▶ Assignment
Take the line with "This fixes #9." and all lines after it, through the end of the records below, and repeat them exactly.

▶ Input
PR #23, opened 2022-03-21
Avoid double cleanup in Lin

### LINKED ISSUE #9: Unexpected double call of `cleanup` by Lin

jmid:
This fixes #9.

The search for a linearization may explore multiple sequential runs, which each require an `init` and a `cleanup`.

▶ Exercise output
This fixes #9.

The search for a linearization may explore multiple sequential runs, which each require an `init` and a `cleanup`.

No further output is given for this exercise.